I am doing my project in field of Data mining where I am using CUDA technology to speed up the classification of data sets. The aim is to implement parallel version of decision tree classifier used in the classification in order to achieve higher performance compared to primitive sequential implementation techniques. I have implemented it but not getting improved performance in terms of speed. I also used visual profiler but could not figure out what is going wrong.
Here are some implementation details :
** Kernel 1 : The Decision tree classifier basically executed recursively and builds a tree structure based on some criteria called as Attribute selection method.
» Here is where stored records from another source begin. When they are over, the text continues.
PR #4091, opened 2019-12-05
Add external ramdump support for imxrt1050 board

thapav:
This patch adds external ramdump to existing ramdump tool for imxrt1050 board

### DIFF
--- a/os/board/common/crashdump.c
+++ b/os/board/common/crashdump.c
@@ -105,28 +105,67 @@ static int ramdump_via_uart(void)
 	/* Send number of memory regions to HOST */
 	up_lowputc(CONFIG_MM_REGIONS);
 
+#if defined(CONFIG_MM_KERNEL_HEAP)
+	/* Send 1 to HOST if kernel heap exists */
+	up_lowputc('1');
+
+	/* Send number of memory regions to HOST */
+	up_lowputc(CONFIG_KMM_REGIONS);
+
+	/* Send number of memory regions to HOST */
+	up_lowputc((CONFIG_MM_REGIONS + CONFIG_KMM_REGIONS));
+
+	/* Send memory region address, size & heap index to HOST */
+	for (x = 0; x < (CONFIG_MM_REGIONS + CONFIG_KMM_REGIONS); x++) {
+#else
 	/* Send memory region address, size & heap index to HOST */
 	for (x = 0; x < CONFIG_MM_REGIONS; x++) {
+#endif
 
-		/* Send RAM address */
-		ptr = (uint8_t *)&regionx_start[x];
-		for (i = 0; i < sizeof(regionx_start[x]); i++) {
-			up_lowputc((uint8_t)*ptr);
-			ptr++;
+		if (x < CONFIG_MM_REGIONS) {
+
+			/* Send RAM address */
+			ptr = (uint8_t *)&regionx_start[x];
+			for (i = 0; i < sizeof(regionx_start[x]); i++) {
+				up_lowputc((uint8_t)*ptr);
+				ptr++;
+			}
+
+			/* Send RAM size */
+			ptr = (uint8_t *)&regionx_size[x];
+			for (i = 0; i < sizeof(regionx_size[x]); i++) {
+				up_lowputc((uint8_t)*ptr);
+				ptr++;
+			}
+
+			/* Send Heap Index */
+			up_lowputc(regionx_heap_idx[x]);
 		}
+#if defined(CONFIG_MM_KERNEL_HEAP)
+		else if (x >= CONFIG_MM_REGIONS) {
+			int y =  x - CONFIG_MM_REGIONS;
 
-		/* Send RAM size */
-		ptr = (uint8_t *)&regionx_size[x];
-		for (i = 0; i < sizeof(regionx_size[x]); i++) {
-			up_lowputc((uint8_t)*ptr);
-			ptr++;
+			/* Send Kernel region address */
+			ptr = (uint8_t *)&kregionx_start[y];
+			for (i = 0; i < sizeof(kregionx_start[y]); i++) {
+				up_lowputc((uint8_t)*ptr);
+				ptr++;
+			}
+
+			/* Send Kernel region size */
+			ptr = (uint8_t *)&kregionx_size[y];
+			for (i = 0; i < sizeof(kregionx_size[y]); i++) {
+				up_lowputc((uint8_t)*ptr);
+				ptr++;
+			}
+
+			/* Send Kernel Heap Index */
+			up_lowputc(regionx_kheap_idx[y]);
 		}
-
-		/* Send Heap Index */
-		up_lowputc(regionx_heap_idx[x]);
+#endif
 	}
 
-	/* Receive number of regions to be dumped from HOST */
+	/* Receive number of user memory regions to be dumped from HOST */
 	do {
 		if ((ch = up_getc()) != -1) {
 			host_reg[0] = ch;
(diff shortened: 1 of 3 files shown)


seinfra:
Target : [03f1ffc547ba22c274ce2d0e2ba16aee2d0d4103] - Code Rule Check OK.

seinfra:
Target : [03f1ffc547ba22c274ce2d0e2ba16aee2d0d4103] - Code Rule Check (C++) OK.

os/board/imxrt1050-evk/src/Makefile
```diff
@@ -88,7 +88,7 @@ CSRCS += partitions.c
 endif
 
 ifeq ($(CONFIG_BOARD_CRASHDUMP),y)
-CSRCS += crashdump.c
+CSRCS += imxrt_crashdump.c
```
sangam-swami: why have to move from common crash dump to board specific?

thapav: All boards might not support an external ram which needs to be dumped. Also we have used board specific configs for external ram

seinfra:
Target : [8635ba40fc5e94e20dbabce1e199b28cc5d78697] - Code Rule Check (C++) OK.

seinfra:
Target : [8635ba40fc5e94e20dbabce1e199b28cc5d78697] - Code Rule Check OK.

os/board/imxrt1050-evk/src/Makefile
sangam-swami: It was moved to common for making generic implementation.
(CONFIG_IMXRT_SEMC_SDRAM), CONFIG_IMXRT_SDRAM_START, CONFIG_IMXRT_SDRAM_SIZE
I see these configs are imxrt specific, can we rename or find method to make it common name and use by all boards?

seinfra:
Target : [1b9cc6b02392ac92a1c964da5275d6f222bac7ce] - Code Rule Check Result:
tools/ramdump/ramdump_tool.c:306: ERROR: [IDT_M_TAB] code indent should use tabs where possible
tools/ramdump/ramdump_tool.c:310: ERROR: [SPC_M_KWD] space required before the open parenthesis '('

seinfra:
Target : [1b9cc6b02392ac92a1c964da5275d6f222bac7ce] - Code Rule Check (C++) OK.

os/board/imxrt1050-evk/src/Makefile
sunghan-chang: As @sangam-swami said, please make it as common.

thapav: Updated in common crashdump file itself using CONFIG_IMXRT_SEMC_SDRAM

seinfra:
Target : [f3ad96113ec08456ee7609ceeab5de5e76b825a0] - Code Rule Check (C++) OK.

seinfra:
Target : [f3ad96113ec08456ee7609ceeab5de5e76b825a0] - Code Rule Check OK.

thapav:
Dump with internal   external RAM

thapav:
Dump with only internal RAM

thapav:
Artik case

sunghan-chang:
@thapav Thank you for updating. But we need to clean our source codes.

1. This is not common codes, it's imxrt specific. To make it common, you need to remove imxrt content in crashdump.c and then you should call common function with imxrt values from imxrt code.
2. Regardless of crashdump, I want to tidy up the heap management.
Currently we have two parts of heap management, one is os_start and allocheap for flat and protected build, another is mm_partition_mgr for app bin separation. But I can't find any reason why we keep the mm_partition_mgr additionally. We must avoid the confusion of heap usages so that I think we should remove mm_partition_mgr and merge it into original. Then, this PR is unnecessary. 

@kishore-sn @jeongchanKim Could you check my 2nd opinion?

sunghan-chang:
@thapav @kishore-sn was modifying imxrt heap management so that we don't need to merge this. Instead of this change, could you add dumpping the kmm_heap_regionx?

sunghan-chang:
@thapav I merged @kishore-sn 's PR which removes mm_partition_mgr.c. Please modify this PR as well.

thapav:
@sunghan-chang Sure i will do that

seinfra:
Target : [4fa776ffdab3e1788a7836ab2b4bee414279b3c5] - Code Rule Check Result:
os/board/common/crashdump.c:118: ERROR: [SPC_M_KWD] space required before the open parenthesis '('
os/board/common/crashdump.c:138: ERROR: [SPC_M_KWD] space required before the open parenthesis '('
os/board/common/crashdump.c:181: ERROR: [SPC_M_KWD] space required before the open parenthesis '('
os/board/common/crashdump.c:193: ERROR: [SPC_M_KWD] space required before the open parenthesis '('

thapav:
@sunghan-chang @sijupunnnoose  I have updated the chnages as per KMM regions.
Kindly review the same.

Dump all
Dump kernel MM
Dump User MM

seinfra:
Target : [4fa776ffdab3e1788a7836ab2b4bee414279b3c5] - Code Rule Check (C++) OK.

seinfra:
Target : [bd9c3e34ec2affe4d2916627226fdc68564a8a5c] - Code Rule Check OK.

seinfra:
Target : [bd9c3e34ec2affe4d2916627226fdc68564a8a5c] - Code Rule Check (C++) OK.

os/board/common/crashdump.c
```diff
@@ -201,7 +249,7 @@ void board_crashdump(uint32_t cur_sp, void *tcb, uint8_t *filename, int lineno)
 	 * watchdog reset might stall the system, causing crashdump hang.
 	 * Hence let's disable watchdog reset during crashdump process.
 	 */
-	up_watchdog_disable();
+//	up_watchdog_disable();
```
sunghan-chang: Could you let me know the reason of commenting out?

os/board/common/crashdump.c
```diff
@@ -105,28 +106,58 @@ static int ramdump_via_uart(void)
...
+			up_lowputc(regionx_heap_idx[x]);
 		}
 
-		/* Send Heap Index */
-		up_lowputc(regionx_heap_idx[x]);
+		else if (x >= CONFIG_MM_REGIONS) {
+			y =  x - CONFIG_MM_REGIONS;
+
+			/* Send Kernel region address */
+			ptr = (uint8_t *)&kregionx_start[y];
```
sunghan-chang: kregionx_start is valid with CONFIG_MM_KERNEL_HEAP enabled. But here is no conditional for that. Could you confirm this is working on CONFIG_MM_KERNEL_HEAP disabled like ARTIK?

sunghan-chang:
@thapav In screen shot, 
```
Please enter desired ramdump option as below:
    1 for ALL
    2 for Region 0
    25 for Region 0 & 3
Please enter your input
```
What is the `25`? Isn't it `3`? What's the meaning of `Region 0 & 3`?

thapav:
> What is the `25`? Isn't it `3`? What's the meaning of `Region 0 & 3`?
> I think below is correct.
> 
> ```
>    1 for ALL
>    2 for Region 0
>    3 for Region 1
> ```

We can dump multiple regions also at once instead of always dumping all regions.  This option provides that feature. 
For example in the below case to dump region 0 & 3 user has to input value 25
>    1 for ALL
>    2 for Region 0
>    3 for Region 1
>    4 for Region 2
>    5 for Region 3

os/board/common/crashdump.c
thapav: You're right, CONFIG_MM_KERNEL_HEAP dependency needs to be added s build breaks with protected kernel heap config disabled. I will add it

os/board/common/crashdump.c
thapav: This API is defined under the config CONFIG_WATCHDOG_FOR_IRQ (default n when CONFIG_WATCHDOG is enabled) in file  "arch/arm/src/imxrt/**imxrt_wdog**.c", whereas this API in crashdump file is using CONFIG_WATCHDOG conditional compilation only.

Should I add CONFIG_WATCHDOG_FOR_IRQ check as well for it ??

seinfra:
Target : [87bff356674e4adb5f9c188ab1d7bc457988ba1f] - Code Rule Check OK.

seinfra:
Target : [87bff356674e4adb5f9c188ab1d7bc457988ba1f] - Code Rule Check (C++) OK.

os/board/common/crashdump.c
thapav: @jeongchanKim what do you think about above dependency ??

thapav: @sunghan-chang @sijupunnnoose Please check this dependency

PR #4097, opened 2019-12-11
compression : Change default compression algorithm to Miniz

jeongchanKim:
Miniz has lower compression ratio, but has big advantage of decompressing compared with LZMA.
So select the default compression algorithm as Miniz.


seinfra:
Target : [d4b62abca2c7a3f94244a465ff38cd88a8989b5c] - Code Rule Check (C++) OK.

seinfra:
Target : [d4b62abca2c7a3f94244a465ff38cd88a8989b5c] - Code Rule Check OK.

PR #4105, opened 2019-12-16
fs/vfs/fs_open.c:  Fix error in vopen() function

junmin-kim:
'va_start' is used in function with fixed args.
'va_start'/'va_end' should not be used in vopen function,
because it has fixed arguments.


seinfra:
Target : [5da4517c541b02f8c5f76698f873831f4ead06d3] - Code Rule Check OK.

seinfra:
Target : [5da4517c541b02f8c5f76698f873831f4ead06d3] - Code Rule Check (C++) OK.

PR #4107, opened 2019-12-16
framework/araui: Change the FPS calculate procedure.

tyha1115:
Previously, when a FPS of certain frame belows a maximum FPS which was set through menuconfig, the compensation occurs in the next frame.
(i.e., if the maximum FPS is set as 30 and certain frame's FPS is 29, then the next frame's FPS compensated with 31 (if possible).)
Therefore, the compensated frame's FPS exceeds the maximum FPS value.

In this pull request, above problem is solved.

### DIFF
--- a/framework/src/araui/core/ui_core.c
+++ b/framework/src/araui/core/ui_core.c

I implemented this attribute selection method parallely, that means this method is executed along multiple threads where number of threads is equal to number of attributes. Attribute selection method I used is ID3.
**Kernel 2 : Also in the algorithm there are steps where we need to count total number of instances per class. This counting, I implemented in parallel so number of threads is equal to number of instances. Here in this case I used atomicAdd() to increment counter variable.
** Depending upon the results from attribute selection method, the dataset is further partitioned into multiple subsets and same algorithm is called recursively for each subset. I implemented this partitioning in two ways. Initially whole dataset is copied from host memory to device memory.
1. Partitioning is carried out on CPU and every time subset is copied to device memory
2. Partitioning is carried out on GPU by calling kernel functions with execution configuration as <<1,1>>
**The datasets I used downloaded from UCI machine learning repository :
Poker Hand Dataset : 11 attributes and two datasets with 25010 and 1,000,000 instances
SPECT Heart Dataset : 23 attributes and 267 instances
Optical Recognition of Handwritten Digits Dataset : 65 attributes and 3823 instances
for GPU Implementation 1
Poker Hand (25010 inst.) 2.86 sec
Poker Hand (1000000 inst.) 162.83 sec
SPECT Heart 0.23 sec
Optical Recognition of Handwritten Digits 1.14 sec
for GPU Implementation 2
Poker Hand (25010 inst.) 10.18 sec
Poker Hand (1000000 inst.) 490 sec
SPECT Heart 0.18 sec
Optical Recognition of Handwritten Digits 6.34 sec
for CPU Implementation
Poker Hand (25010 inst.) 0.22 sec
Poker Hand (1000000 inst.) 8.85 sec
SPECT Heart 0.003 sec
Optical Recognition of Handwritten Digits 0.22 sec
** System Configuration :
GPU - GeForce GTX 280
CUDA Version 3.1
CPU - Dual Core AMD Opteron
RAM - 3.5 GB
OS - Windows XP SP2
Visual Studio 2008
I have certain doubts in my implementation in CUDA which I wanted to clarify with you such as
- I use global memory to accommodate large dataset, can I use shared memory for this purpose? As per my knowledge the latency for accessing global memory is more than that of shared memory.
- Is use of atomicAdd() affecting performance?
- Is recursive nature of algorithm affecting performance?
- It seems that second implementation is better than first one but results are different.
I would be very thankful if you could guide me for alternative changes in the design of algorithm.